Certes, l’affaire est locale. Elle se déroule à Pau (Pyrénées-Atlantiques). Jean Jacques Ruttner, directeur depuis sept ans du cinéma le Méliès, situé en centre-ville, est sur le point d’être évincé. Mais, en matière d’exploitation indépendante, c’est-à-dire de rencontre entre les spectateurs et un choix de films non dicté par le box-office, chaque responsable de salle compte, surtout quand il est dynamique, courageux et porteur d’un projet garantissant la diversité culturelle. Jean Jacques Ruttner est de ceux-là, son action et sa réflexion en témoignent. Son éviction du Méliès aurait des allures de défaite, parce qu’elle représenterait un nouveau recul pour la vitalité du cinéma.

Les circonstances qui risquent d’entraîner son départ sont attristantes et ubuesques. « À un moment donné, poussé à bout et n’en pouvant plus, j’ai envoyé une lettre de démission, seule façon de m’en sortir , explique Jean Jacques Ruttner. Le président du conseil d’administration du Méliès, qui, par ses méthodes, m’avait poussé à écrire cette lettre, a, peu de temps après, été radié et remplacé. J’ai expliqué alors que je n’avais plus aucune raison de partir et que je reprenais ma démission. En dépit de cela, on m’a dit : « Non, tu t’en vas. » » Une situation où la logique juridique pourrait déboucher sur un gâchis, si elle prenait le pas sur l’intérêt culturel et collectif.

L’Association du cinéma indépendant pour sa diffusion (Acid) et la Société des réalisateurs de films (SRF) ne s’y sont pas trompées. Rapidement, elles ont initié une pétition de soutien [^2] qui, à l’heure actuelle, a recueilli la signature de 90 réalisateurs ou professionnels du cinéma, d’Agnès Jaoui et Jean Paul Civeyrac à Denis Gheerbrant et Olivier Zabat, et de Christian Vincent et Nicolas Klotz à Marie Vermillard et Pierre Carles. Plusieurs de ces cinéastes ont un jour ou l’autre été accueillis au Méliès par Jean Jacques Ruttner et son équipe, et chacun a pu mesurer la qualité du travail effectué, aussi bien du point de vue de la mise en valeur de leurs films que des échanges avec les spectateurs. Comme dit l’un des signataires, Jacques Vigoureux : « Si on ne signe pas pour Jean Jacques Ruttner, alors on ne signe pour personne. »

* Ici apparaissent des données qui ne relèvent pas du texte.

PR #335, opened 2017-10-31
Update glide.lock

kevinburke:
Generated this file by creating a new Git branch and running "glide
update". While none of the revision hashes changed, the subpackage
lists changed quite a bit, which leaves me a little confused.

Generated using glide version 0.13.0-dev.

### DIFF
--- a/glide.lock
+++ b/glide.lock
@@ -1,41 +1,43 @@
 hash: 3ec23ed9524b96844ab5cef37f5be2323a36cf7aed4a06fdc9b102b39c899d1e
-updated: 2017-10-18T17:34:37.848019211+01:00
+updated: 2017-10-31T12:33:55.087706-07:00
 imports:
 - name: github.com/aws/aws-sdk-go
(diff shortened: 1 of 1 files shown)


kevinburke:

Jean Jacques Ruttner ne s’attendait pas à cette mobilisation. La plupart des cinéastes signataires et lui-même partagent cependant des objectifs : s’engager pour des oeuvres qui ne dominent pas le marché, essayer de trouver des moyens pour qu’elles soient vues, travailler à ce que la rencontre avec les spectateurs ait lieu. « Si les gens savent que Spiderman existe, dit-il, ce n’est pas parce que le film est bon. C’est parce qu’il y a de l’argent derrière, qui permet sa promotion. Si ce même public ne sait pas que Ça rend heureux *, le film de Joachim Lafosse, existe, c’est parce qu’il n’y a pas assez d’argent pour le faire connaître. La qualité des deux films n’a rien à voir avec cela. Je ne dis pas que les films les plus riches sont mauvais, et que les plus pauvres sont bons. Je me place simplement au plan d’une discrimination économique. Or, évidemment, parmi ceux qui n’ont pas les moyens de se faire connaître, plusieurs sont bons, voire excellents. »*

Ainsi, la salle de cinéma peut jouer un rôle qui relève quasiment d’un service public en termes d’accès aux oeuvres et de débats sur les films. D’autant que les déficiences de la presse sont criantes en la matière, qui plie toujours plus sous l’injonction promotionnelle et réduit la place de la critique.

La pétition de l’Acid et de la SRF souligne les « choix exigeants » de Jean Jacques Ruttner, en même temps que ses « goûts éclectiques » et l’absence d’esprit de « chapelles idéologiques » dont il fait preuve. Ainsi, le Méliès a programmé durant l’année écoulée, et ceci à titre d’exemple, Honor de Cavaleria d’Albert Serra, ou les Lip, l’imagination au pouvoir de Christian Rouaud, mais aussi Lady Chatterley de Pascale Ferran, Dans Paris de Christophe Honoré, ou encore le Secret de Brokeback Mountain d’Ang Lee. </>

« Le spectre est large , dit Jean Jacques Ruttner. Je ne crois pas être lié à une seule idée du cinéma. Personnellement, je peux aimer tous ces films. Je bâtis une programmation en fonction de certaines exigences, relatives à la question de la discrimination économique, notamment, tout en gardant cette ouverture. Une salle de cinéma n’appartient pas qu’à son programmateur. Elle appartient à ses spectateurs avant tout. Et aussi à une équipe. Je discute beaucoup avec mes collaborateurs. Il m’est arrivé de mettre en avant des films qui n’emportaient pas ma conviction, mais cela me paraissait logique et cohérent par rapport au projet global du Méliès. »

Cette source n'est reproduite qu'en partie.